Every morning 2 minutes after reveille, we were all on the gravel in front of the company area waiting for the CSM to arrive.
(Yeah, we had one for our first shirt in our company!)
We were allowed to sneak a smoke in that minute before Top arrived....but once we saw his hat coming thru the door, we had to field strip the smoke and pocket the butt.

It had rained the night before and this February morning was no colder than the rest in Kentucky.
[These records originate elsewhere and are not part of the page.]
PR #3575, opened 2023-12-14
[AC-1981] Fix CollectionsController.Get auth check by just checking collections for the requested orgId

r-tome:
## Type of change

```
- [X] Bug fix
- [ ] New feature development
- [ ] Other
```

## Objective
`CollectionsController.Get` would throw a `NotFoundException` if the user was assigned to collections in multiple organizations.

## Code changes

## Before you submit

### DIFF
--- a/src/Api/Controllers/CollectionsController.cs
+++ b/src/Api/Controllers/CollectionsController.cs
@@ -611,11 +611,6 @@ public class CollectionsController : Controller
         {
             var assignedCollections = await _collectionRepository.GetManyByUserIdAsync(_currentContext.UserId.Value, FlexibleCollectionsIsEnabled);
             orgCollections = assignedCollections.Where(c => c.OrganizationId == orgId && c.Manage).ToList();
-            var readAuthorized = (await _authorizationService.AuthorizeAsync(User, orgCollections, BulkCollectionOperations.Read)).Succeeded;
-            if (!readAuthorized)
-            {
-                throw new NotFoundException();
-            }
         }
 
         var responses = orgCollections.Select(c => new CollectionResponseModel(c));
--- a/src/Api/Controllers/CollectionsController.cs
+++ b/src/Api/Controllers/CollectionsController.cs
@@ -610,7 +610,7 @@ public class CollectionsController : Controller
         else
         {
             var assignedCollections = await _collectionRepository.GetManyByUserIdAsync(_currentContext.UserId.Value, FlexibleCollectionsIsEnabled);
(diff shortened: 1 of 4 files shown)


src/Api/Controllers/CollectionsController.cs
```diff
@@ -609,13 +609,10 @@ private async Task<ListResponseModel<CollectionResponseModel>> GetByOrgId_vNext(
...
-            var readAuthorized = (await _authorizationService.AuthorizeAsync(User, collections, BulkCollectionOperations.Read)).Succeeded;
-            if (readAuthorized)
-            {
-                orgCollections = collections.Where(c => c.OrganizationId == orgId);
-            }
-            else
+            var assignedCollections = await _collectionRepository.GetManyByUserIdAsync(_currentContext.UserId.Value, FlexibleCollectionsIsEnabled);
+            orgCollections = assignedCollections.Where(c => c.OrganizationId == orgId).ToList();
+            var readAuthorized = (await _authorizationService.AuthorizeAsync(User, orgCollections, BulkCollectionOperations.Read)).Succeeded;
+            if (!readAuthorized)
```
eliykat, line 615: I still think this is problematic. `orgCollections` will be all collections the user is assigned to for that org, but not necessarily all they have manage permissions for. So the authorizationService call could still fail.

The idea of this endpoint is "give me all the collections the user is allowed to read". If they can't read all, that basically means just the ones they have manage permissions for. If they don't have any, then it returns an empty ListResponseModel. It should basically never throw.

Therefore I think you just want to do `orgCollections = assignedCollections.Where(c => c.OrganizationId == orgId && c.Manage).ToList();` without any further call to `AuthorizationService`.

Yes it's unfortunate that this is effectively repeating auth logic that we're trying to centralize in the handler, but handlers don't do filtering. It's breaking the abstraction a little, but I think we gotta.

Tagging @shane-melton as he was in these discussions as well.

If (if!) my suggestions here are correct, I think it would also apply to the other "filtering" endpoint here.

r-tome: That sounds about right. We did have this discussion for [this other endpoint here](https://github.com/bitwarden/server/blob/b77ee017e379104011c4e01096955e42d34b1b7f/src/Api/Controllers/CollectionsController.cs#L586C14-L586C14). I went ahead and did those modifications, let me know what you think.

eliykat (approved):
lgtm! Thanks for following up on this

shane-melton (approved):

PR #3577, opened 2023-12-14
[PM-5293] Redis for Grants

justindbaur:
## Type of change

```
- [ ] Bug fix
- [x] New feature development
- [ ] Other
```

## Objective

Store grants in Redis using MessagePack serialization. 

## Code changes

* **perf/MicroBenchmarks/Identity/IdentityServer/RedisPersistedGrantStoreTests.cs:** Benchmark to compare SQL vs Redis updates
* **src/Core/Settings/GlobalSettings.cs:** Add setting just for grants redis connection string
* **src/Identity/IdentityServer/RedisPersistedGrantStore.cs:** Persisted grant store that stores grants primarily in Redis but can fallback to another store.
* **src/Identity/Utilities/ServiceCollectionExtensions.cs:** Add redis services conditionally behind new config value

## Before you submit


src/Identity/Utilities/ServiceCollectionExtensions.cs
```diff
@@ -45,11 +47,33 @@ public static class ServiceCollectionExtensions
...
+            // Add the original persisted grant store via it's implementation type
+            // so we can inject it right after.
+            services.AddSingleton<PersistedGrantStore>();
+
+            services.AddSingleton<IPersistedGrantStore>(sp =>
+            {
+                return new RedisPersistedGrantStore(
+                    ConnectionMultiplexer.Connect(globalSettings.Grants.RedisConnectionString),
+                    sp.GetRequiredService<ILogger<RedisPersistedGrantStore>>(),
+                    sp.GetRequiredService<PersistedGrantStore>() // Fallback grant store
```
kspearrin, line 67: Why not do this in the ctor?

justindbaur: Specifically the `ConnectionMultiplexer.Connect`? Because if I were to write unit tests for this I could instantiate `RedisPersistedGrantStore` with a mocked version of `IConnectionMultiplexer`. But I don't have such tests and I don't think I would write tests that mock redis behavior vs just running it against redis locally so if you want me to move it there I absolutely can.

kspearrin: This just looks dirty instead of letting DI do its thing. What if we create and register a new IGrantConnectionMultiplexer or something and register that?

perf/MicroBenchmarks/Identity/IdentityServer/RedisPersistedGrantStoreTests.cs
```diff
@@ -0,0 +1,95 @@
...
+            Type = "refresh_token",
+            SessionId = null,
+            ClientId = "web",
+            Expiration = creationTime.AddHours(1),
+        };
+    }
+
+    [Params("Redis", "SQL")]
```
withinfocus, line 70: ⛏️ These two strings could be constants and reused.

src/Core/Settings/GlobalSettings.cs
```diff
@@ -57,6 +57,7 @@ public virtual string LicenseDirectory
     public virtual ConnectionStringSettings Events { get; set; } = new ConnectionStringSettings();
     public virtual IConnectionStringSettings Redis { get; set; } = new ConnectionStringSettings();
     public virtual NotificationsSettings Notifications { get; set; } = new NotificationsSettings();
+    public virtual GrantsSettings Grants { get; set; } = new GrantsSettings();
```
withinfocus, line 60: ❓ Candidate for also being in the interface? Seems random what is or isn't.

withinfocus, line 60: ⚠️ Do we want to overdesign a little here? Could reference this as some kind of "entity caching" and have sub-objects. Alternatively, this could just go in the IdentityServer configuration block.

src/Identity/Utilities/ServiceCollectionExtensions.cs
justindbaur: I can do that but in my opinion the real fix here is to use the new [keyed services](https://andrewlock.net/exploring-the-dotnet-8-preview-keyed-services-dependency-injection-support/) in .NET 8. We can name a specific instance of `IConnectionMultiplexer` to be used for `"grants"`. Then we don't need a special marker interface.

kspearrin: I agree. I don't care either way if we feel it might be better to just wait for that.

kspearrin (dismissed):

JaredSnider-Bitwarden (dismissed):
LGTM after discussion on call to understand original issue and solution!

kspearrin (approved):

JaredSnider-Bitwarden (approved):
LGTM!

justindbaur:
Merging to `main` and then a PR picking this will be made into `hotfix-rc` for testing.

PR #3578, opened 2023-12-14
[SM-1048] Fix linq2db Regression

Thomas-Avery:
## Type of change

```
- [X] Bug fix
- [ ] New feature development
- [ ] Other
```

## Objective

The purpose of this PR is to fix a known regression with linq2db 5.3.1 which is implicitly installed by linq2db.EntityFrameworkCore 7.6.0.  

The recommend fix is explicitly adding linq2db 5.3.2 as a dependency.

https://github.com/linq2db/linq2db.EntityFrameworkCore/issues/368

## Code changes

* **src/Infrastructure.EntityFramework/Infrastructure.EntityFramework.csproj:** 
Explicitly add linq2db 5.3.2 as a dependency.

## Before you submit

### DIFF
--- a/src/Infrastructure.EntityFramework/Infrastructure.EntityFramework.csproj
+++ b/src/Infrastructure.EntityFramework/Infrastructure.EntityFramework.csproj
@@ -2,6 +2,7 @@
 
     <ItemGroup>
       <PackageReference Include="AutoMapper.Extensions.Microsoft.DependencyInjection" Version="12.0.1" />
+      <PackageReference Include="linq2db" Version="5.3.2" />
       <PackageReference Include="Microsoft.EntityFrameworkCore.Relational" Version="7.0.14" />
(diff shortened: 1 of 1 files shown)


coltonhurst (approved):
Looks good, thanks for linking the relevant discussion. Only two questions:

1. You were able to test this works locally?
2. If we don't already have it, can we create an internal tech debt ticket to remove the dependency once the new version is out with the fix? (as mentioned [here](https://github.com/linq2db/linq2db.EntityFrameworkCore/issues/368#issuecomment-1805963057))

Thomas-Avery:
> Looks good, thanks for linking the relevant discussion. Only two questions:
> 
> 1. You were able to test this works locally?
> 2. If we don't already have it, can we create an internal tech debt ticket to remove the dependency once the new version is out with the fix? (as mentioned [here](https://github.com/linq2db/linq2db.EntityFrameworkCore/issues/368#issuecomment-1805963057))

Thank you.

1. Yes 
2. SM-1049

PR #3586, opened 2023-12-16
[PM-2740] Add null check on base64-encoded values on knowndevice query

trmartin4:
## Type of change

```
- [X] Bug fix
- [ ] New feature development
- [ ] Other
```

## Objective
In diagnosing some server exceptions, I noticed that 99% of the 500 error responses from our API service were due to null reference exceptions on the `knowndevice` endpoint.

The query-string implementation had a `null` check on both email and identifier, so I replicated that on this implementation as well.

This should result in a more informative `400` error with a message in it, but primarily the benefit is to allow us to have better visibility of true, unexpected `500` status error messages in our logs.

```
System.NullReferenceException: Object reference not set to an instance of an object.
at Bit.Core.Utilities.CoreHelpers.Base64UrlDecode(String input) in /home/runner/work/server/server/src/Core/Utilities/CoreHelpers.cs:line 370
at Bit.Core.Utilities.CoreHelpers.Base64UrlDecodeString(String input) in /home/runner/work/server/server/src/Core/Utilities/CoreHelpers.cs:line 338
at Bit.Api.Controllers.DevicesController.GetByIdentifierQuery(String email, String deviceIdentifier) in /home/runner/work/server/server/src/Api/Controllers/DevicesController.cs:line 212
```

📓 **Note**
This will still cause 500 error responses if an invalid base64-encoded value is passed in, instead of nothing at all.  The change to address that is larger in scope and will be in a subsequent PR.

## Code changes
- **KnownDeviceRequestModel.cs:** Added new model to represent inputs for known device call.
- **DevicesController.cs:** Modified known device query to use the model for input.

## Before you submit

### DIFF
--- a/src/Api/Controllers/DevicesController.cs
+++ b/src/Api/Controllers/DevicesController.cs
@@ -1,4 +1,5 @@
-﻿using Bit.Api.Auth.Models.Request;
+﻿using Api.Models.Request;
+using Bit.Api.Auth.Models.Request;
 using Bit.Api.Auth.Models.Request.Accounts;
 using Bit.Api.Models.Request;
 using Bit.Api.Models.Response;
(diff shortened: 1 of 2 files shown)


ike-kottlowski (approved):

justindbaur (approved):
I don't think I had ever seen `[FromHeader]` applied on a model property but I like it!

PR #3615, opened 2023-12-23
[PM-5435] Handle Fido2VerificationException on WebAuthn 2FA

trmartin4:
## Type of change

```
- [X] Bug fix
- [ ] New feature development
- [ ] Other
```

## Objective
When there is an error validating the RPID during WebAuthn 2FA, the `Fido2NetLib` library throws a `Fido2VerificationException`.  This exception was not being caught, and it was causing a 500 `Unhandled exception` response to the client.

## Code changes
* **WebAuthnTokenProvider:** Add try/catch around the verification call.  Return `false` (not verified) if there is a verification exception.

## Before you submit

### DIFF
--- a/src/Core/Auth/Identity/WebAuthnTokenProvider.cs
+++ b/src/Core/Auth/Identity/WebAuthnTokenProvider.cs
@@ -103,19 +103,26 @@ public class WebAuthnTokenProvider : IUserTwoFactorTokenProvider<User>
         // established ownership in this context.
         IsUserHandleOwnerOfCredentialIdAsync callback = (args, cancellationToken) => Task.FromResult(true);
 
-        var res = await _fido2.MakeAssertionAsync(clientResponse, options, webAuthCred.Item2.PublicKey, webAuthCred.Item2.SignatureCounter, callback);
+        try {
+            var res = await _fido2.MakeAssertionAsync(clientResponse, options, webAuthCred.Item2.PublicKey, webAuthCred.Item2.SignatureCounter, callback);
 
-        provider.MetaData.Remove("login");
+            provider.MetaData.Remove("login");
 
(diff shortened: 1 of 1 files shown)


src/Core/Auth/Identity/WebAuthnTokenProvider.cs
```diff
@@ -103,19 +103,27 @@ public async Task<bool> ValidateAsync(string purpose, string token, UserManager<
...
+            var providers = user.GetTwoFactorProviders();
+            providers[TwoFactorProviderType.WebAuthn].MetaData[webAuthCred.Item1] = webAuthCred.Item2;
+            user.SetTwoFactorProviders(providers);
+            await userService.UpdateTwoFactorProviderAsync(user, TwoFactorProviderType.WebAuthn, logEvent: false);
+
+            return res.Status == "ok";
+        }
+        catch (Fido2VerificationException)
+        {
+            return false;
```
JaredSnider-Bitwarden, line 124: Question: what does the user see when this returns false now?

trmartin4: Returning `false` here will get passed from the `WebAuthnTokenProvider` back to `VerifyTwoFactor` through the call to `VerifyTwoFactorTokenAsync()` on the `UserManager`, as you can see [here](https://github.com/aspnet/AspNetIdentity/blob/b7826741279450c58b230ece98bd04b4815beabf/src/Microsoft.AspNet.Identity.Core/UserManager.cs#L1439).

As a result, the 2FA response will be considered invalid, a new "needs 2FA" response will be sent back to the client, and the user will be asked to try again or select a new method.

JaredSnider-Bitwarden (approved):

PR #3616, opened 2023-12-23
[PM-5437] Handle client_credentials clientId that is not a valid GUID

trmartin4:
## Type of change

```
- [X] Bug fix
- [ ] New feature development
- [ ] Other
```

## Objective

When using the `client_credentials` grant type, the `ClientStore` is used to retrieve the client information by `clientId`.

We were missing a check to make sure that the `clientId` is a valid GUID before instantiating the new GUID object.  This would throw an exception and return a 500 response to users if the provided `clientId` could not be parsed.

## Code changes

* **ClientStore.cs:** Use `TryParse` to make sure the `clientId` is a valid GUID.  Return `null` if not.

## Before you submit


src/Identity/IdentityServer/ClientStore.cs
```diff
@@ -90,7 +90,12 @@ public async Task<Client> FindClientByIdAsync(string clientId)
 
     private async Task<Client> CreateApiKeyClientAsync(string clientId)
     {
-        var apiKey = await _apiKeyRepository.GetDetailsByIdAsync(new Guid(clientId));
+        if (!Guid.TryParse(clientId, out var guid))
+        {
+            return null;
```
JaredSnider-Bitwarden, line 95: Question: What happens / what does the user see when `null` is returned?

trmartin4: My thinking here was to replicate the behavior in the other client type parsing.  See https://github.com/bitwarden/server/blob/0f487f69005b092554d4b178645a03d4ef9a3478/src/Identity/IdentityServer/ClientStore.cs#L229 and https://github.com/bitwarden/server/blob/0f487f69005b092554d4b178645a03d4ef9a3478/src/Identity/IdentityServer/ClientStore.cs#L259, for example.

Also, checking the source code for IdentityServer4 you can see in [this](https://github.com/IdentityServer/IdentityServer4/blob/4dc10e665f5ede63274427036c25cdc216130eb9/src/EntityFramework.Storage/test/IntegrationTests/Stores/ClientStoreTests.cs#L34) test that `null` is the expected response when the client does not exist - as it would be in this case.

Maybe 20 seconds into this life-giving Camel filter...out comes Top, sooner than normal.
Like a well-oiled machine, I deftly brought the left up with the butt and flicked the embers with my right in order to field strip the smoke......Without missing a beat I then unbuttoned my top left blouse pocket with my right as my left is now moving the butt into the pocket, which I then deftly re-buttoned.
Still on a roll..I brought both arms straight and down to my sides...assuming the correct position of attention...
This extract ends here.